Endangered mussels reproducing in Minnesota’s Cedar River for first time in decades

A team of divers combed the murky bottom of southern Minnesota’s Cedar River this week to find out if some of the water’s most unique and important animals have been able to survive.

The Department of Natural Resources released thousands of endangered black sandshell and mucket mussels into the river in the past three years in the hope that they could restore what had been a vibrant and productive waterway.

The Cedar, like many of Minnesota’s rivers, has been stuck for decades in a negative feedback loop. Pollution and overharvesting killed off most of its shelled critters. Without mussels to filter the water and anchor the soil, the quality of the river only got worse. That, in turn, killed off fish and invertebrates, which made it harder for mussels to rebound.

The river once was so full of life that the mussels proppped up entire industries. The city of Austin, near the Cedar’s headwaters, was nicknamed “Pearl City,” because of the pearls produced by a species of mussel. Old jeweler advertisements bragged about pearls taken straight from the river bottom.

Tim Ruzek of the Mower County Soil and Water Conservation District is helping open a mussel exhibit at an area nature center and found photos of proud harvesters standing next to piles of mussels taken and killed for their pearls and shells, which were made into buttons.

“It’s amazing how overfished it was at the time,” he said. “I don’t know how they never thought it was going to run out.”

Over the past decade, the DNR aggressively has been trying to reintroduce endangered mussels into waters where they once thrived. The project draws from an environmental trust fund that’s replenished by state lottery proceeds.

Mussels are more important to river ecosystems than perhaps any other species. They constantly filter the water of bacteria, such as E. coli. They sequencer chemicals and poisons by depositing them into their shells. Because nothing eats a mussel’s shell, it’s one of the few natural ways to remove a chemical from the food web. They also excrete small pellets packed with nutrients for smaller fish and minnows.

Each mussel has a muscular foot that it uses to burrow into a soft river bottom, holding the sediment in place and helping reduce erosion.

The state successfully has been restoring mussels to the upper Mississippi River and the Cannon River for several years. Since 2019, the DNR has worked to restore black sandshell and mucket mussels — both on the state’s endangered species list — in the Cedar River.

It isn’t clear exactly when the mussels disappeared from the river. Shells that still are commonly found show that muckets and black sandshells once thrived there, said Madeline Pletta, DNR biologist.

“That’s what so unique about mussels,” she said. “If they die out, their shells are still there, maybe for 100 years. So we know exactly where they were. If a fish dies, how would you ever even know it was there?”

On top of overharvesting problems, mussels were killed off throughout much of the state as growing cities began dumping raw sewage into rivers. Dams also popped up, separating populations. The Cedar, which cuts through miles of farm fields, is contaminated by fertilizer runoff and erosion as stormwater surges from channeled tributaries.

But some of that is starting to change. The Soil and Water Conservation District has helped install several large earthen berms to protect shorelines and store stormwater. The city of Austin plans to start a $105 million project to replace its wastewater treatment plant, which will reduce phosphorus pollution. And the river now has thousands of mussels constantly working to filter the water and hold it in place.

At this week’s research visit, Pletta and a handful of divers pulled up bag after bag of healthy, living mussels. They quickly sorted them by species on the grass and measured every one that had been tagged. Pletta held up a black sandshell — tagged B381 — and could spot the growth rings on its shell, which mark the years much like rings in a tree trunk.

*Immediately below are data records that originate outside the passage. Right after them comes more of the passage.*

PR #1626, opened 2026-07-27
DEMOS-2503 BN workbook `actuals` column is null after upload

nunesmlucas:
# DEMOS-2503: BN workbook `actuals` column is null after upload

## What was broken

Every BN upload since 7/13 left its row stuck at `Pending` with `actuals` null, on TEST and
IMPL. The Lambda crashed the moment it loaded and never opened the spreadsheet. From IMPL
CloudWatch:

```
"errorMessage":"Dynamic require of \"node:os\" is not supported"
"durationMs":0.0
```

## Why pino has to come back

The Lambda has always used pino — `log.ts` builds the logger from `shared_library`, and that
didn't change. What changed on 7/10 (`ba6e52ed`) is *how it gets packaged*: pino stopped being
installed next to the bundle and started being inlined into it.

pino is CommonJS. This Lambda builds as an ES module. Inlining a CommonJS package into an ES
module breaks its internal `require()` — and since the logger is created at import time, the
whole module fails to load on every invocation.

So this isn't a new dependency. It's restoring how pino was packaged before 7/10, which is
exactly what UIPath (also ESM) still does:

- `deployment/lib/budgetNeutralityProcessor.ts` — `nodeModules: ["pg", "pino"]`
- `lambdas/budgetNeutrality/package.json` + lockfile — declare `pino`, or CDK fails at synth
  with `Cannot extract version for module 'pino'`

## Second bug, also fixed

An extractor throwing on a bad cell used to re-throw without writing to the DB — the same stuck
`Pending` row. Now each rule and extractor runs in its own try/catch, readable values are kept,
and the Lambda always writes a status.

- `shared_library/src/BN/validation.ts`, `lambdas/budgetNeutrality/index.ts`

## Notes

- The devcontainer builds this Lambda as CommonJS, so this bug can't reproduce locally — only
  the ESM build shows it.
- Lockfile was regenerated on Node 24; doing it on older Node strips `libc` fields and trips
  Snyk's sync check.
- Snyk failures in CI are pre-existing on `main`, not from this PR — raised in the dev channel.
- Follow-up: `B8`/`AS436` are hardcoded cells, so a different Summary layout still fails — just
  visibly now instead of silently.

### DIFF
--- a/lambdas/budgetNeutrality/index.test.ts
+++ b/lambdas/budgetNeutrality/index.test.ts
@@ -55,13 +55,6 @@ vi.mock("demos-shared-library/BN/validation", () => ({
 
 import { handler } from "./index";
 import { documentExists } from "./budgetNeutralityValidation";
-import { parseBNFileFromPath } from "demos-shared-library/BN";
-import { validateBNWorkbook } from "demos-shared-library/BN/validation";
-
-const BN_WORKBOOK_EVENT = {
-  Records: [{ body: JSON.stringify({ documentId: "doc-1", documentTypeId: "BN Workbook" }) }],
-} as unknown as SQSEvent;
-const CONTEXT = { awsRequestId: "test-request-id" } as Context;
 
 describe("budgetNeutrality index", () => {
   beforeEach(() => {
@@ -112,8 +105,8 @@ describe("budgetNeutrality index", () => {
       "BN Workbook",
       "Succeeded",
       "[]",
-      null,
-      null,
+      undefined,
+      undefined,
     ]);
     expect(mocks.logInfoMock).toHaveBeenCalledWith(
       {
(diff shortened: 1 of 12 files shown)


lambdas/budgetNeutrality/index.ts
```diff
@@ -45,11 +46,27 @@ export async function updateBudgetNeutralityWorkbook(
...
+export async function parseAndValidateWorkbook(documentPath: string): Promise<ValidationResult> {
+  try {
+    const parsedData = await parseBNFileFromPath(documentPath);
+    return await validateBNWorkbook(parsedData, validations, extractorFunctions);
+  } catch (error) {
+    const parseError: ValidationError = {
+      code: PARSE_ERROR_CODE,
+      message: `Unable to read the workbook: ${(error as Error).message}`,
+    };
+    log.error({ error: parseError.message }, "Unable to parse BN workbook.");
```
james-becwar-cms: Lets add the documentPath so we have something to go on to debug the error.

lambdas/budgetNeutrality/index.ts
```diff
@@ -45,11 +46,27 @@ export async function updateBudgetNeutralityWorkbook(
...
+// Never throws: an unreadable workbook is a problem with the file, not this Lambda. Throwing
+// here would leave the budget_neutrality_workbook row stuck at "Pending" with no actuals.
+export async function parseAndValidateWorkbook(documentPath: string): Promise<ValidationResult> {
+  try {
+    const parsedData = await parseBNFileFromPath(documentPath);
+    return await validateBNWorkbook(parsedData, validations, extractorFunctions);
+  } catch (error) {
+    const parseError: ValidationError = {
+      code: PARSE_ERROR_CODE,
+      message: `Unable to read the workbook: ${(error as Error).message}`,
```
james-becwar-cms:
```suggestion
      message: `Unable to read the workbook: ${error instanceof Error ? error.message : String(error)}`,
```

lambdas/budgetNeutrality/index.test.ts
```diff
@@ -122,6 +129,49 @@ describe("budgetNeutrality index", () => {
...
+    expect(response).toEqual({ statusCode: 200, body: "Processed 1 records." });
+    expect(mocks.queryMock.mock.calls[0]?.[1]).toEqual([
+      "doc-1",
+      "BN Workbook",
+      "Failed",
+      JSON.stringify([{ code: "2", message: "Reporting Year value is missing." }]),
+      "Actuals Only",
+      null,
+    ]);
+  });
```
james-becwar-cms: If the validation fails the extracted values are not considered valid, and we should not store them.

lambdas/budgetNeutrality/index.ts
```diff
@@ -45,11 +46,27 @@ export async function updateBudgetNeutralityWorkbook(
...
+    };
+    log.error({ error: parseError.message }, "Unable to parse BN workbook.");
+    return { isValid: false, errors: [parseError], extractedValues: new Map() };
```
james-becwar-cms: I think the errors: here won't map to extraction errors, this is changing the signature of the function.

lambdas/budgetNeutrality/index.ts
```diff
@@ -80,14 +97,13 @@ export const handler = async (event: SQSEvent, context: Context) =>
...
 
-      log.info("Parsing completed. Starting validation against ruleset.");
-      const validationResults = await validateBNWorkbook(parsedData, validations, extractorFunctions);
-      
-
-      log.info("Validation completed. Inserting BN results into database.");
+      log.info(
+        { isValid: validationResults.isValid, errorCount: validationResults.errors.length },
+        "Validation completed. Inserting BN results into database."
+      );
```
james-becwar-cms: I wouldn't combine parse and validate above, I would add my error handling here.

shared_library/src/BN/validation.test.ts
```diff
@@ -55,11 +60,66 @@ describe("validateBNWorkbook", () => {
     expect(result).toEqual({
       isValid: false,
       errors: [expectedError],
-      extractedValues: new Map(),
+      extractedValues: new Map([["actuals", "FY25"]]),
```
james-becwar-cms: If the validation is not valid we should not extract values.

shared_library/src/BN/validation.ts
```diff
@@ -7,39 +10,78 @@ export type ValidationError = {
...
+function toMessage(cause: unknown): string {
+  return cause instanceof Error ? cause.message : String(cause);
+}
 
-export async function validateBNWorkbook(data:ExcelData, validations: ValidationFunction[], extractionFunctions: ExtractionFunction[]): Promise<ValidationResult>{
-  
-  const errors: ValidationError[] = validations.map((validation) => validation(data)).filter((error) => error !== null) as ValidationError[] ;
-  const isValid = errors.length === 0;
+// A rule that throws is reported as an error rather than aborting the run, so callers
+// always get a result they can persist.
```
james-becwar-cms: This prevents the DLQ from working.

shared_library/src/BN/validation.ts
```diff
@@ -7,39 +10,78 @@ export type ValidationError = {
...
+        message: `Workbook is missing expected structure: ${toMessage(ruleError)}`,
+      });
+    }
+  }
+
+  return errors;
+}
+
+// Extractors run independently so one failure still yields the other values. A failed
+// extraction is an error, which keeps a partially extracted workbook from reading as valid.
```
james-becwar-cms: We do not want it to work this way.

james-becwar-cms (changes requested):
In general we don't want to extract information if validation is not successful.

james-becwar-cms (approved):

“They like their habitat,” Pletta said. “They staying, they’re not dying and getting washed down the stream. They’re happy.”

Pletta grabbed a large black sandshell mussel from the bag, which looked, to her eye, pregnant. With a pair of pliers, she gently pried the mussel open a few centimeters to peek inside.

“Oh, she’s real gravid,” Pletta said with a smile, knowing she could be holding one of the first black sandshell mussels to reproduce on Minnesota’s side of the Cedar River in at least 40 years.